* **DATASET RECORDS**
PR #3786, opened 2023-01-19
Merge 0.8.19 hotfix2 into 0.8.21

awalkowiak:
This is the work, that was done for the Dominica implementation as a 0.8.19-hotfix2. We should move it to the master (release), as to not run into these changes being lost when updating Dominica to the newest version in the future.


kchelstowski (approved):
LGTM. Speaking for the part that I was working on, everything seems to be covered as it should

* **WHAT YOU WILL DO**
Extract the full set of entries word for word.

* **RESPONSE AREA**
PR #3786, opened 2023-01-19
Merge 0.8.19 hotfix2 into 0.8.21

awalkowiak:
This is the work, that was done for the Dominica implementation as a 0.8.19-hotfix2. We should move it to the master (release), as to not run into these changes being lost when updating Dominica to the newest version in the future.


kchelstowski (approved):
LGTM. Speaking for the part that I was working on, everything seems to be covered as it should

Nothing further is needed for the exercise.